PROBLEM REQUIREMENTS:
Of all the lines below, return only those starting with the line holding "--- a/v2.1/known-limitations.md" and going on through the line holding "We could leave", exactly as written.
*** ENTRIES SHOWN Section Begins ***
PR #3013, opened 2018-04-23
Remove a known limitation.

knz:
Requested by @andreimatei in https://github.com/cockroachdb/cockroach/pull/23373#issuecomment-383617998.

### DIFF
--- a/v2.1/known-limitations.md
+++ b/v2.1/known-limitations.md
@@ -20,15 +20,6 @@ In the upgrade process, after upgrading all binaries to v2.1, it's recommended t
 
 You can track this known limitation [here](https://github.com/cockroachdb/cockroach/issues/24490).
 
-### Write and update limits for a single statement
-
-A single statement can perform at most at most 64MiB of combined updates. When a statement exceeds these limits, its transaction gets aborted. `INSERT INTO ... SELECT FROM` queries commonly encounter these limits.
-
-If you need to increase these limits, you can update the [cluster-wide setting](cluster-settings.html) `kv.raft.command.max_size`, but note that increasing this setting can affect the memory utilization of nodes in the cluster. For `INSERT INTO .. SELECT FROM` queries in particular, another workaround is to manually page through the data you want to insert using separate transactions.
-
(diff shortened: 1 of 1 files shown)


jseldess:
Thanks, @knz, but it's misleading to remove the limitation before the fix has made it into an official release, don't you think? Instead of deleting the limitation from the page, we tend to add a note that it's been "resolved as of xxx release", for example, https://www.cockroachlabs.com/docs/v1.1/known-limitations.html#maximum-cluster-size. Should we just open a docs issue to do this work in conjunction with the next 2.1 alpha release?

knz:
We could leave this PR open until the relevant 2.1 alpha is released. I'm happy if you take this over. I created this docs PR just because @andreimatei didn't want me (us) to forget about documenting that this limitation is being lifted.

andreimatei:
I thought there was a place where we list the "resolved limitations" since the previous major release, but I can't find it now... @jseldess is there / should there be?

My opinion is that this PR can be merged. I feel that it's not worth being strict about when documentation for unreleased versions is updated.

---

---



*Comments from [Reviewable](https://beta.reviewable.io/reviews/cockroachdb/docs/3013#-:-LAnef50722plF9HR-kg:bn7u48d)*

andreimatei:
:lgtm:

---

---



*Comments from [Reviewable](https://beta.reviewable.io/reviews/cockroachdb/docs/3013#-:-LAnf1KI-n_I_JyXAeWi:bnfp4nl)*

jseldess:
@andreimatei, the way we've done it up till now is we've added a "Resolved in xxx release" and then, in the known limitations for the following major release, we've remove the limitations entirely. 

I agree that we shouldn't be strict about merging changes for dev releases. It's a discussion topic in tomorrow's docs meeting, actually, so I'll return to this once the team is on the same page here.

jseldess:
The docs team now has a more formalized approach to [documenting across versions](https://github.com/cockroachdb/docs/wiki/Updating-Docs-Across-Versions), which includes updating dev (2.1) docs before releases, if need be. So merging this. Thanks, @knz and @andreimatei.

PR #3018, opened 2018-04-24
document supported formats for AOST timestamps

### LINKED ISSUE #2928: Time interval now supported in BACKUP ... AS OF SYSTEM TIME
This was added in https://github.com/cockroachdb/cockroach/pull/24768. Our docs (https://www.cockroachlabs.com/docs/stable/backup.html#performance) mention that users in production should be running BACKUPs with a timestamp from 10 seconds ago to avoid affecting running transactions but this was previously manual. It can now be something like `BACKUP .. AS OF SYSTEM TIME '-10s'`.

### LINKED ISSUE #3014: AS OF SYSTEM TIME syntax is not fully described
Re: [Simple SELECT Clause](https://cockroachlabs.com/docs//v2.0/select-clause.html)
^ this page does not describe the syntax accepted by AOST. In fact, the syntax is not described at all; examples show a string being used as the timestamp expression. In fact, we accept strings, ints (nanoseconds since unix epoch), decimals (nanoseconds since epoch `.` logical timestamp), and intervals (which are added to the statement timestamp). These are all useful.

mjibson:
Fixes #2928
Fixes #3014


mjibson:
Not sure if there's a doc reviewer who owns this, so please reassign the review if needed.

v1.0/backup.md
```diff
@@ -89,7 +89,7 @@ Only the `root` user can run `BACKUP`.
 | `table_pattern` | The table or [view](views.html) you want to back up. |
 | `name` | The name of the database you want to back up (i.e., create backups of all tables and views in the database).|
 | `destination` | The URL where you want to store the backup.<br/><br/>For information about this URL structure, see [Backup File URLs](#backup-file-urls). |
-| `AS OF SYSTEM TIME timestamp` | Back up data as it existed as of [`timestamp`](timestamp.html). However, the `timestamp` must be more recent than your cluster's last garbage collection (which defaults to occur every 24 hours, but is [configurable per table](configure-replication-zones.html#replication-zone-format)). |
+| `AS OF SYSTEM TIME timestamp` | Back up data as it existed as of `timestamp`. {% include aost-v1.0.md %} However, the `timestamp` must be more recent than your cluster's last garbage collection (which defaults to occur every 24 hours, but is [configurable per table](configure-replication-zones.html#replication-zone-format)). |
```
jseldess: Not sure exactly why, but includes generally (or always?) don't work in basic markdown table cells:

screen shot 2018-04-24 at 10 01 19 am

Unless you can figure out how to get that to work, we have a few other options:

1. Just duplicate the content wherever it needs to be.
2. Create a separate section for `AS OF SYSTEM TIME`, link from the cell to that section, and then use that include in the new section. We do that for the `--locality` flag on `start-a-node.md`, for example. Not sure if there's enough content here to warrant this approach. Your call.

_includes/aost-v1.0.md
```diff
@@ -0,0 +1 @@
+`timestamp` can be an [`int`](int.html) (nanoseconds since the Unix epoch), or string ([`timestamp`](timestamp.html) or [`int`](int.html) of nanoseconds).
```
knz: we usually capitalize type names.

_includes/aost-v2.1.md
```diff
@@ -0,0 +1 @@
+`timestamp` can be an [`int`](int.html) (nanoseconds since the Unix epoch), negative [`interval`](interval.html) that is added to `statement_timestamp()`, or string ([`timestamp`](timestamp.html), [`int`](int.html) of nanoseconds, or negative [`interval`](interval.html)).
```
knz: ditto

jseldess:
@mjibson, would you like me to take over the final edits?

mjibson:
Yes, that'd be helpful.

jseldess:
Made some final tweaks, @mjibson. Sorry for the delay.

PR #3025, opened 2018-04-25
Correct kubernetes resource limit explanations

a-robinson:
To address the corrections provided by https://github.com/cockroachdb/docs/pull/2896#issuecomment-384255765


embano1:
@a-robinson 

> Secondly, it also increases the "Quality of Service" guaranteed by the Kubernetes runtime on Kubernetes versions **1.9** and below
*** ENTRIES SHOWN Section Ends ***
TASK ANSWER:
--- a/v2.1/known-limitations.md
+++ b/v2.1/known-limitations.md
@@ -20,15 +20,6 @@ In the upgrade process, after upgrading all binaries to v2.1, it's recommended t
 
 You can track this known limitation [here](https://github.com/cockroachdb/cockroach/issues/24490).
 
-### Write and update limits for a single statement
-
-A single statement can perform at most at most 64MiB of combined updates. When a statement exceeds these limits, its transaction gets aborted. `INSERT INTO ... SELECT FROM` queries commonly encounter these limits.
-
-If you need to increase these limits, you can update the [cluster-wide setting](cluster-settings.html) `kv.raft.command.max_size`, but note that increasing this setting can affect the memory utilization of nodes in the cluster. For `INSERT INTO .. SELECT FROM` queries in particular, another workaround is to manually page through the data you want to insert using separate transactions.
-
(diff shortened: 1 of 1 files shown)


jseldess:
Thanks, @knz, but it's misleading to remove the limitation before the fix has made it into an official release, don't you think? Instead of deleting the limitation from the page, we tend to add a note that it's been "resolved as of xxx release", for example, https://www.cockroachlabs.com/docs/v1.1/known-limitations.html#maximum-cluster-size. Should we just open a docs issue to do this work in conjunction with the next 2.1 alpha release?

knz:
We could leave this PR open until the relevant 2.1 alpha is released. I'm happy if you take this over. I created this docs PR just because @andreimatei didn't want me (us) to forget about documenting that this limitation is being lifted.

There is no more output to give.